Tuesday, 17 July 2012

Independent School Mergers: Winning Hearts and Minds

When a small, free-standing prep school merges with a much larger school or Group, the greatest challenge is winning over the “hearts and minds” of the key interest groups:
The Governors of a small, free-standing prep school (or indeed the owners in the case of a proprietorial school) are in all likelihood all too aware of their predicament. Governors often feel the weight of history. They are bound by the tradition that they received, and have a duty, within what is possible, to ensure that the school is passed on to their successors in good shape. Inevitably some will see merger as a failure on their part; others will take the pragmatic view that it is the only way to see the school move forward. The danger here is that all too often they can hesitate and not seize the moment before them.
The Governors of the Group or larger school have a different agenda. They will need to be satisfied that the expansion of the Group will not impact on the “core” operation. Their concerns are likely to be in terms of whether or not the “satellite school” will be a short or long-term financial burden, and if it is going to prove too much of a distraction for key members of the senior management and support teams.
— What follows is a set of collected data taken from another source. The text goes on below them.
PR #670, opened 2022-11-08
refactor: generate currency source files

johnhooks:
As a first step to add currencies of different `TAmounts`, I created scripts to generate source files from a shared json data file. This should make implementing [PR #582](https://github.com/dinerojs/dinero.js/pull/582) trivial.

**Other changes**

- removed all original `Currency<number>` source files
- added `generate` script to `@dinero.js/currencies`
- updated `prepare` script of `@dinero.js/currencies` to generate sources files before building
- added `@public` comment to all `Currency<number>` objects for api-extractor
- added `@public` comment to `Currency<TAmount>` type for api-extractor


johnhooks:
Since api-extractor was added before this PR, we can be petty confident that this didn't make any changes to the existing api, because it didn't modify the `currencies.api.md` file generated by api-extractor.

johnhooks:
To verify the generation makes no changes to existing files, I replaced all the original source files from the main branch. After
running the generation script the replaced currency files are identical to the originals.

I modified the `genCurrenciesNumber.mjs` script by remove the `@public` comment for api-extractor. This was all that was required to make the generated code identical to the originals.

sarahdayan (commented):
Really cool change, that's gonna be useful.

One early thought before I review this more thoroughly—way the script is designed, if we add a `genCurrenciesNumber` script, we'll read and parse the JSON file twice (since we'll call `genCurrencies` in each script). We can avoid that by creating configuration objects instead that we pass to a generator. The generator reads and parses once, and maps over configurations to which it passes the data. That's how Rollup works, and it makes the final script easy to read and to update.

For example, we could have the entry point look like this:

```js
const numberCurrencyConfig = createCurrencyConfig(
  ({ currency, ...description }) => ({
    ...currency,
    description,
    genericType: 'number',
  })
);

const bigintCurrencyConfig = createCurrencyConfig(
  ({ currency, ...description }) => ({
    ...currency,
    description,
    base: `${base}n`,
    exponent: `${exponent}n`,
    genericType: 'bigint',
  })
);

const configs = [numberCurrencyConfig, bigintCurrencyConfig];

export function build() {
  // load data

  configs.forEach((config) => {
    // do stuff
  });
}
```

johnhooks:
Beautiful. I'll incorporate that.

scripts/genCurrenciesNumber.mjs
```diff
@@ -0,0 +1,30 @@
...
+  ),
+  // Source format function
+  ({ base, code, description, exponent }) =>
+    `
+      import type { Currency } from '../../../types';
+
+      /**
+       * ${description}.
+       */
+      export const ${code}: Currency<number> = {
```
reckter, line 24: This could easily be adopted to be even more generic (abstractions all the way!), By letting the `number` part (and the formatting of the numbers down below), be configured.

This is just a pop-up thought, and might just be a bit too much abstraction layering though.

scripts/genCurrencies.mjs
```diff
@@ -0,0 +1,76 @@
...
+    .catch(() => false);
+
+/**
+ * Generate a set of currency source files.
+ *
+ * @param {string} outputDir - The directory to output the source files into.
+ * @param {formatFn} formatFn - The format function used to generate individual currency files.
+ * @returns {Promise<void>} - Returns a Promise that resolves when all the files are generated.
+ */
+export async function genCurrencies(outputDir, formatFn) {
```
reckter, line 36: Because it confused me:
`format` might not be the ideal name here.
I got confused, as  to why there are to functions named `format` in this function being used.
One being prettier, the other one being a generator of code.

I would rename this to `generatefFn` instead, to be extra clear

scripts/genCurrencies.mjs
```diff
@@ -0,0 +1,76 @@
...
+    );
+
+  // Generate index ts file
+  const indexModuleText = currencies
+    .sort((a, b) => a.code.localeCompare(b))
+    .reduce(
+      (acc, current) =>
+        `${acc}export * from './${current.code.toLowerCase()}';\n`,
+      ''
+    );
```
reckter, line 68: Veeeeery nitpicky, I just don't like reduce calls all that much

```suggestion
    .map((current) => `export * from './${current.code.toLowerCase()}';`)
    .join("\n");
```

scripts/genCurrencies.mjs
johnhooks: `generateFn` sounds like a much better name, I will switch to that.

scripts/genCurrencies.d.ts
```diff
@@ -0,0 +1,27 @@
+/* eslint-disable functional/no-mixed-type */
```
johnhooks, line 1: I got tired of JSDoc types

scripts/genCurrencies.mjs
```diff
@@ -20,54 +22,103 @@ import { getCurrencyData } from './getCurrencyData.mjs';
...
+}
+
+const numberCurrencyConfig = createCurrencyConfig({
+  genericType: 'number',
+  mapNumber: (n) => `${n}`,
+});
+
+const bigintCurrencyConfig = createCurrencyConfig({
+  genericType: 'bigint',
+  mapNumber: (n) => `${n}n`,
```
johnhooks, line 61: @reckter I implemented it, I was just doing it to test, but I pushed it with everything else. Hopefully thats okay!

scripts/genCurrencies.mjs
```diff
@@ -20,54 +22,103 @@ import { getCurrencyData } from './getCurrencyData.mjs';
...
   const prettierOptions = {
     ...(await resolveConfig(process.cwd())),
     parser: 'babel',
   };
 
+  const configs = [numberCurrencyConfig, bigintCurrencyConfig];
+
+  // Generate index ts files
+  const indexPromises = configs.map(async ({ genericType }) => {
+    const outputDir = path.join(baseOutputDir, genericType);
```
johnhooks, line 81: I'm using the name of the `genericType` to create the folder structure. I don't know if this is best, but it works for these two types.

scripts/genCurrencies.mjs
```diff
@@ -20,54 +22,103 @@ import { getCurrencyData } from './getCurrencyData.mjs';
 // eslint-disable-next-line import/no-named-as-default-member
 const { format, resolveConfig } = prettier;
 
+const baseOutputDir = path.resolve(
+  url.fileURLToPath(new URL('.', import.meta.url)), // __dirname es module style
+  '../packages/currencies/src/iso4217/amendments/168'
```
johnhooks, line 27: I think eventually we would even want this broken out into another layer of abstraction, so it will auto generate other amendments. But I think leaving that as another step is okay.

johnhooks:
Oh and now the codesandbox doesn't build because of prepare, because the generate function wasn't called the source code isn't there. So maybe removing the old prepare as suggested in #671, and adding a new `"prepare": "generate"` would be a good idea.

johnhooks:
I'm unsure why the `ci/codesandbox` failed. Are all the packages built concurrently? There is a type error for all the currency files imported in the index file, stating they are not modules. I don't receive the same error locally.

packages/currencies/src/index.ts
```diff
@@ -1,2 +1,2 @@
-export * from './iso4217/amendments/168';
+export * from './iso4217/amendments/168/number';
```
johnhooks, line 1: I made the default to load the number currency library.

scripts/genCurrencies.mjs
```diff
@@ -0,0 +1,139 @@
...
+  await Promise.all(currencyPromises);
+}
+
+const start = performance.now();
+
+build()
+  // eslint-disable-next-line  promise/always-return
+  .then(() => {
+    const elapsed = Math.floor((performance.now() - start) / 10) / 100;
+    const msg = `Dinero.js currency generation successful\n😸  Done in ${elapsed}s`;
```
johnhooks, line 133: Added this to emulate api-extractors output. It's helpful to see in the CI output. Also added cat face, if too cute I can remove it.

scripts/genCurrenciesNumber.mjs
johnhooks: @reckter checkout out the abstraction now. Creating the currency generation config adds a `mapNumber` function which converts the JS number type of the json data file into a string that will be output into the generated source files.

Example for `bigint`

```ts
createCurrencyConfig({
  genericType: 'bigint',
  mapNumber: (n) => `${n}n`,
}
```

scripts/genCurrencies.mjs
reckter: That's very ok! :D

johnhooks:
Merging #672 fixed the issue I was having with `ci/codesandbox`, I don't know exactly how, but there must have been a step that was happening out of the correct order when the `prepare` scripts also had the redundant build steps.

sarahdayan:
Do you want to change the target branch to `johnhooks:remove-ci-duplication` to remove the unwanted diff? GitHub should automatically change it to main once #672 is merged, and this way we can review it without the noise.

johnhooks:
Sorry @sarahdayan its only letting me choose from the difference branches of the `dinerojs/dinero.js` repo not my fork. A little reading on Stack Overflow and it seems like maybe I need to open another pull request. Or maybe the easiest, I can walk back the merge?

sarahdayan:
@johnhooks Or let's just wait to merge #672 before we tackle this one.

johnhooks:
Sounds good, this is the more complicated change. I didn't think about merging it into this branch and how it would complicate your ability to make sense of the diff. I won't do that again.

johnhooks:
@sarahdayan I walked back the merge. There is still an issue to resolve in `ci/codesandbox` but at least you can view the file changes without the clutter of the other PR.

johnhooks:
@sarahdayan adding a build command to `./codesandbox/ci.sjon` fixed the issue. The build process must have been out of sync without running it.

johnhooks:
@sarahdayan this PR is ready for review.

data/iso4217/amendments/168.json
```diff
@@ -0,0 +1,628 @@
+[
+  {
+    "code": "AED",
+    "base": 10,
+    "exponent": 2,
+    "description": "United Arab Emirates dirham"
+  },
+  { "code": "AFN", "base": 10, "exponent": 2, "description": "Afghan afghani" },
+  { "code": "ALL", "base": 10, "exponent": 2, "description": "Albanian lek" },
+  { "code": "AMD", "base": 10, "exponent": 2, "description": "Armenian dram" },
```
johnhooks, line 10: @sarahdayan I would prefer them to all be formatted the same, would it be acceptable to ignore this file in prettier?

johnhooks:
@sarahdayan I'm still trying to figure out exactly why `ci/codesandbox` fails. I'm pretty sure it's running a build step out of order. `tsc` is being run in a package that depends on `@dinero.js/currencies` before it can run its `prepare` script and generate the currency files.

johnhooks:
@sarahdayan removing `prepare` from most packages, other than currencies works. In #667 there is still a global `prepare` script, but it is managed by `turbo`.

johnhooks:
@sarahdayan are you still interested in generating currency files?

reckter:
Is there a reason this wasn't merged in the end? Did I just not see replacement for this? 

If I just completely missed it, my bad :) 

But as  #582 is still open, we probably need a solution for this topic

However, the most fundamental question of the Governors of the larger school is, “Do the long-term benefits outweigh the short-term effort?”
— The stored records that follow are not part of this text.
PR #672, opened 2022-11-08
ci(#671): remove duplication of calling prepare

### LINKED ISSUE #671: [Bug]: build steps are run twice during CI

johnhooks:
I noticed `prepare` is automatically run after `yarn install` in every Circle CI job. By adding the flag `--ignore-scripts` it removes duplication.

Closes #671

### DIFF
--- a/.circleci/config.yml
+++ b/.circleci/config.yml
@@ -17,7 +17,7 @@ aliases:
       - ~/.cache/yarn
   - &run_yarn_install
     name: Install dependencies
-    command: yarn install --frozen-lockfile
+    command: yarn install --frozen-lockfile --ignore-scripts
   - &restore_dist_folders
     name: Restore dist folders
     command: |
--- a/.circleci/config.yml
+++ b/.circleci/config.yml
@@ -82,12 +82,10 @@ jobs:
     <<: *defaults
     steps:
       - checkout
-      - *attach_workspace
       - run: *install_yarn_version
       - restore_cache: *restore_yarn_cache
       - run: *run_yarn_install
       - save_cache: *save_yarn_cache
-      - run: *restore_dist_folders
       - run:
           name: Linting
           command: yarn run lint
@@ -95,10 +93,12 @@ jobs:
     <<: *defaults
     steps:
       - checkout
+      - *attach_workspace
       - run: *install_yarn_version
       - restore_cache: *restore_yarn_cache
       - run: *run_yarn_install
       - save_cache: *save_yarn_cache
+      - run: *restore_dist_folders
       - run:
           name: Type checking
           command: yarn run test:types
@@ -106,12 +106,10 @@ jobs:
     <<: *defaults
     steps:
       - checkout
-      - *attach_workspace
       - run: *install_yarn_version
       - restore_cache: *restore_yarn_cache
       - run: *run_yarn_install
       - save_cache: *save_yarn_cache
-      - run: *restore_dist_folders
       - run:
           name: Unit tests
           command: yarn run test --maxWorkers=4
@@ -134,12 +132,10 @@ jobs:
     <<: *defaults
     steps:
       - checkout
-      - *attach_workspace
       - run: *install_yarn_version
       - restore_cache: *restore_yarn_cache
       - run: *run_yarn_install
       - save_cache: *save_yarn_cache
-      - run: *restore_dist_folders
       - run:
           name: Release if needed
           command: yarn run shipjs trigger
@@ -149,13 +145,11 @@ workflows:
   ci:
     jobs:
       - build
-      - test_lint:
+      - test_lint
+      - test_types:
           requires:
             - build
-      - test_types
-      - test_unit:
-          requires:
-            - build
+      - test_unit
       - test_size:
           requires:
             - build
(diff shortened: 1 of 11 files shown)


johnhooks:
I have been noticing this happening a lot during the `test_size` job. It'll fail because of a missing dependency of `bundlesize`.

<details>
 <summary>Error Log</summary>

```sh
yarn run v1.22.5
$ bundlesize
node:internal/modules/cjs/loader:936
  throw err;
  ^

Error: Cannot find module './build/bindings/iltorb.node'
Require stack:
- /home/circleci/dinero.js/node_modules/iltorb/index.js
- /home/circleci/dinero.js/node_modules/brotli-size/index.js
- /home/circleci/dinero.js/node_modules/bundlesize/src/compressed-size.js
- /home/circleci/dinero.js/node_modules/bundlesize/src/files.js
- /home/circleci/dinero.js/node_modules/bundlesize/index.js
    at Function.Module._resolveFilename (node:internal/modules/cjs/loader:933:15)
    at Function.Module._load (node:internal/modules/cjs/loader:778:27)
    at Module.require (node:internal/modules/cjs/loader:1005:19)
    at require (node:internal/modules/cjs/helpers:102:18)
    at Object.<anonymous> (/home/circleci/dinero.js/node_modules/iltorb/index.js:10:40)
    at Module._compile (node:internal/modules/cjs/loader:1101:14)
    at Object.Module._extensions..js (node:internal/modules/cjs/loader:1153:10)
    at Module.load (node:internal/modules/cjs/loader:981:32)
    at Function.Module._load (node:internal/modules/cjs/loader:822:12)
    at Module.require (node:internal/modules/cjs/loader:1005:19) {
  code: 'MODULE_NOT_FOUND',
  requireStack: [
    '/home/circleci/dinero.js/node_modules/iltorb/index.js',
    '/home/circleci/dinero.js/node_modules/brotli-size/index.js',
    '/home/circleci/dinero.js/node_modules/bundlesize/src/compressed-size.js',
    '/home/circleci/dinero.js/node_modules/bundlesize/src/files.js',
    '/home/circleci/dinero.js/node_modules/bundlesize/index.js'
  ]
}
error Command failed with exit code 1.
info Visit https://yarnpkg.com/en/docs/cli/run for documentation about this command.

Exited with code exit status 1
```

</details>

johnhooks:
I got it, a dependency of `bundlesize` is a native addon and requires running the `postinstall` script. So using `--ignore-script` probably isn't the solution. But I reverted just `test_size` back to the origin `yarn install --frozen-lockfile` command not `yarn install --frozen-lockfile --ignore-scripts`

johnhooks:
With the packages release being run at the end of the CI workflow, is the `prepare` script necessary? Otherwise I'm uncertain how to fix the duplication and insure the fix doesn't interfere with a currency or future dependancy.

sarahdayan:
@johnhooks I've added a bit more context and a potential solution [in the issue](https://github.com/dinerojs/dinero.js/issues/671#issuecomment-1311947833), let me know what you think.

johnhooks:
This PR improves the CircleCI build time from `7m 25s` to `3m 14s` an improvement of **56%**.

sarahdayan:
@johnhooks Should we keep the `prepare` scripts and use `--ignore-scripts` in the CI? This way, when working locally, you don't need to build manually to run a bundle size check or make the documentation work.

johnhooks:
@sarahdayan the problem with `--ignore-scripts` is that it doesn't run any scripts for all the dependencies on install. And specifically, `bundlesize` has a dependency that requires running a script during install. So it could be overridden for just the `test_size` job, but then it will rerun building and take 1-2 extra minutes.

> make the documentation work.

Can you point me to the issue with the documentation not working without the prepare script?

johnhooks:
Locally I was having issue with the prepare script because different branches I was working on had different devDependencies, and every time I switched branches I had to run `yarn install` and it would always run the build steps, which is mildly irritating... but definitely something I can live with if necessary.

johnhooks:
After thinking about it, I haven't worked on the docs website locally. I will run it and see what headaches this change make to that development process. The website needs to find the types and build files. The types can be fixed with some edits to the website `tsconfig.json` file. I'll think about the build artifacts and how to cleanly resolve this issue.

johnhooks:
@sarahdayan I believe #667 solves this problem in a better way.

johnhooks:
I 'm closing this in favor of using TurboRepo to solve this problem #667.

Because a merger is only a change in Governance, outwardly it impacts most on those whose roles bring them closest to Governors. The Headteacher, the Bursar and the senior team will be most affected by the changes and potentially the most anxious. That said all staff will be anxious about their jobs and career development and all will need reassurance.
Parents view schools through the filter of their child. A parent’s first reaction to the news of a merger is to ask, “How is this going to affect my child?” and then, “How is it going to affect me?” Parents want incredibly detailed information, “Will the school uniform or sports kit change?” “Will the fees go up?” “Will drop-off times and location change?” “Will my child’s teacher change?” “Will the Headteacher change?” and so on. It is vital that the schools know and communicate the answers to all of these questions at the earliest possible stage. The most problematic mergers are ones that involve restructure, for this means change. Even, when there is no change, getting parents on board is incredibly time-consuming, but it is vital.

The key to winning the hearts and minds of key groups is developing trust and good communication. The role of the Headteacher of the prep school is fundamental here. The Headteacher is the person who was entrusted to run the school by the Governors, he is the leader of the staff and the face of the school who is trusted by parents and staff alike.